## Task to complete
From the entries below, copy every line holding the word "Czar".

## Data for this exercise
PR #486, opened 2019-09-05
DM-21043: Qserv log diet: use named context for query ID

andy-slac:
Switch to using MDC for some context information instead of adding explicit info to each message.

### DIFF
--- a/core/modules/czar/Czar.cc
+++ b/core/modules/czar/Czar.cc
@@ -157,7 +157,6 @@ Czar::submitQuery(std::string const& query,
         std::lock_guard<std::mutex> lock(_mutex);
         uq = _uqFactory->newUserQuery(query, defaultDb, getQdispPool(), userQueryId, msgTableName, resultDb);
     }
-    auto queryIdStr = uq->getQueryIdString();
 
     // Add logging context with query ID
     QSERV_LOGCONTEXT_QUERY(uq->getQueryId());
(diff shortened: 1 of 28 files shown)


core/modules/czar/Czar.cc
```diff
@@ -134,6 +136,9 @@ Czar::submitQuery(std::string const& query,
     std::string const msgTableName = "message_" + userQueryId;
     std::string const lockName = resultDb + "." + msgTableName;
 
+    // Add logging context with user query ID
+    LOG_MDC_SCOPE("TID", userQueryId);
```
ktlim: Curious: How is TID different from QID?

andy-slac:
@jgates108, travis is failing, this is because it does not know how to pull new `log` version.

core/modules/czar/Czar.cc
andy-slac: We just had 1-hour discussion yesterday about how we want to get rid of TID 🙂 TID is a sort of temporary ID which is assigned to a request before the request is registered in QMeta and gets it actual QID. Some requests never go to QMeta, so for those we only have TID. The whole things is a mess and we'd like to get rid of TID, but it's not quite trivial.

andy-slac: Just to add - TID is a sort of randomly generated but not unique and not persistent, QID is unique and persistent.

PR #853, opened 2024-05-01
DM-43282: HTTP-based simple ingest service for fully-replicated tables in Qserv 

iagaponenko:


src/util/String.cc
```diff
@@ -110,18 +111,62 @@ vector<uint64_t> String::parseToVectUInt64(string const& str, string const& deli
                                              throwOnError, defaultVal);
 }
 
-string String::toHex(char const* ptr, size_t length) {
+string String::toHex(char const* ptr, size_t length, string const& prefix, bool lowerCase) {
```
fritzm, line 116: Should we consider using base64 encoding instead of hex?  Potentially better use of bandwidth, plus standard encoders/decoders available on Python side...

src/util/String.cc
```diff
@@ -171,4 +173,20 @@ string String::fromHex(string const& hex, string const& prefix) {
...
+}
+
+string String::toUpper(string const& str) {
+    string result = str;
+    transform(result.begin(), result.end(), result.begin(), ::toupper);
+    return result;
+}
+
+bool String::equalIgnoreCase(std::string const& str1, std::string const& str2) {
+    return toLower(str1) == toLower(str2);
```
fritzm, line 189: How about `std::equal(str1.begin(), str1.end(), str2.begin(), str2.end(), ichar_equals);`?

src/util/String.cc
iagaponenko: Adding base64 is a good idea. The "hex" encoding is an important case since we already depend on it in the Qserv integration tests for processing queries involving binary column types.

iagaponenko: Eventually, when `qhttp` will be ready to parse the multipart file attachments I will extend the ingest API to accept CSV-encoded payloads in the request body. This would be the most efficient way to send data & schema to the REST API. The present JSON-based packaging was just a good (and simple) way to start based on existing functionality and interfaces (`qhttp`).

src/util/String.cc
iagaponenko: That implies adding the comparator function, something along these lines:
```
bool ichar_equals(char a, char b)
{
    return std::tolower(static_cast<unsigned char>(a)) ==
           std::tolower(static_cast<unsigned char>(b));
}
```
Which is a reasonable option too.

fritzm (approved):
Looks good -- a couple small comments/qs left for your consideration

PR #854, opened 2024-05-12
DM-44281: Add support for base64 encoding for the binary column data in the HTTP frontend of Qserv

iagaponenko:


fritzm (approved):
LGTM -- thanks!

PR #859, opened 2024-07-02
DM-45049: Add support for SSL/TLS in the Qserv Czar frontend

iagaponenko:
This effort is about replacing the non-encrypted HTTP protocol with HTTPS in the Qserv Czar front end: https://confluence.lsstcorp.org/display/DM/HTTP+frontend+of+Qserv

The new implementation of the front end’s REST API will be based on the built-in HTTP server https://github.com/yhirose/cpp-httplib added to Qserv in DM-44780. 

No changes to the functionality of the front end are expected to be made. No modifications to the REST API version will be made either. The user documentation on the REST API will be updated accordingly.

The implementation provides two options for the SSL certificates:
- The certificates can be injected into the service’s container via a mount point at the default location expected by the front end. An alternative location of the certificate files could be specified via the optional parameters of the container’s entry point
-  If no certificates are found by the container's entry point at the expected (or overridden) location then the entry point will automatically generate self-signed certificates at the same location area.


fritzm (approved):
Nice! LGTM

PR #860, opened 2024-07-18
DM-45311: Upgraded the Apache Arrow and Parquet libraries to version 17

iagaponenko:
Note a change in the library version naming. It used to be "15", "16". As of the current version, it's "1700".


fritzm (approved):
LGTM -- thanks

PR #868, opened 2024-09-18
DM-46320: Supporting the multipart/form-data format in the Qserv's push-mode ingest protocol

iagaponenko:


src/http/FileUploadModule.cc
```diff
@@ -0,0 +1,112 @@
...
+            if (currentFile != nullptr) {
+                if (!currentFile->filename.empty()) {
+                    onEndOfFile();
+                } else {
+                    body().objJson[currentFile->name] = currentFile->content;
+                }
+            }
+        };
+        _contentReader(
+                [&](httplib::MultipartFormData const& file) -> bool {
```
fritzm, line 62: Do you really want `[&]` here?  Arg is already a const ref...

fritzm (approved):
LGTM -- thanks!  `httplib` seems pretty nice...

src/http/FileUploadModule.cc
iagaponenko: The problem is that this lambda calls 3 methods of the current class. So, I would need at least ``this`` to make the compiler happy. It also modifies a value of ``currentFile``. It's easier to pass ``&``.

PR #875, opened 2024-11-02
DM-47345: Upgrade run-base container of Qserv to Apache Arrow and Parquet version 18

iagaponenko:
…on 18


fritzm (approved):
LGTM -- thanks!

--

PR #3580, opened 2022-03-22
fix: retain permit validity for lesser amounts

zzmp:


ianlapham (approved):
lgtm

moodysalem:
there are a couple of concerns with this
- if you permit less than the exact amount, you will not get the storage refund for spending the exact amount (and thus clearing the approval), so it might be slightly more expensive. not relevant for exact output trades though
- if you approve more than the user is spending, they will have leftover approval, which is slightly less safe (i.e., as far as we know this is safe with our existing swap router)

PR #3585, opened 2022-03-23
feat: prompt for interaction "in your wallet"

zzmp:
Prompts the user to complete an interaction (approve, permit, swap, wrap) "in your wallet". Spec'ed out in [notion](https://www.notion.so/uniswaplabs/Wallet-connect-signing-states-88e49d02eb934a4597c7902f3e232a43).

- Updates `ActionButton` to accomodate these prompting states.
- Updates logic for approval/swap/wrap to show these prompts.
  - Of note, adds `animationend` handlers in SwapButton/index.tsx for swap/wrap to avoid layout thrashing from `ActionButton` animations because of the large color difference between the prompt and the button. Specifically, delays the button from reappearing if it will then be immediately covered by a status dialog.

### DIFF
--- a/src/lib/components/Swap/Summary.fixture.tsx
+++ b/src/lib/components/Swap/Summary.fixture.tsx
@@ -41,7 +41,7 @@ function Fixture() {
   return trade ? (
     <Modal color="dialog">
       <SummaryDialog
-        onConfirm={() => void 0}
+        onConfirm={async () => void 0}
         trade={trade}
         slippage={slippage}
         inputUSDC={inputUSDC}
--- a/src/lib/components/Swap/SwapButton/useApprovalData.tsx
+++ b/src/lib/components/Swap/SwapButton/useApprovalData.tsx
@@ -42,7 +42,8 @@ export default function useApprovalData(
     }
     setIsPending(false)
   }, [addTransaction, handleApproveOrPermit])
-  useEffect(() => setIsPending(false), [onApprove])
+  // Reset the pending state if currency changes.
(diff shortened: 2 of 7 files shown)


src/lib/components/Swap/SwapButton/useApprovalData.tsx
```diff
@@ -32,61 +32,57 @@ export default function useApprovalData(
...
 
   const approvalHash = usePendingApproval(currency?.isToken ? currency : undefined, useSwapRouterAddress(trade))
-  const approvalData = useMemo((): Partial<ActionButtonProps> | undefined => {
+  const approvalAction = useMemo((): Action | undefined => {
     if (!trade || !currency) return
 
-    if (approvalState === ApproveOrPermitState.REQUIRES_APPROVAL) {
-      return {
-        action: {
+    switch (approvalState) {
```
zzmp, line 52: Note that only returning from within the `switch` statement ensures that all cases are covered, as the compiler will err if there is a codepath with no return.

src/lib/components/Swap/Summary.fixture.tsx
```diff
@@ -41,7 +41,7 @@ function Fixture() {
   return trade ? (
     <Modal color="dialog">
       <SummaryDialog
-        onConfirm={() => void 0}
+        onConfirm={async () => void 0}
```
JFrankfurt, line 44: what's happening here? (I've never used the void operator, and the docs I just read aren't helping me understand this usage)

## Response to the exercise
--- a/core/modules/czar/Czar.cc
+++ b/core/modules/czar/Czar.cc
@@ -157,7 +157,6 @@ Czar::submitQuery(std::string const& query,
core/modules/czar/Czar.cc
@@ -134,6 +136,9 @@ Czar::submitQuery(std::string const& query,
core/modules/czar/Czar.cc
DM-45049: Add support for SSL/TLS in the Qserv Czar frontend
This effort is about replacing the non-encrypted HTTP protocol with HTTPS in the Qserv Czar front end: https://confluence.lsstcorp.org/display/DM/HTTP+frontend+of+Qserv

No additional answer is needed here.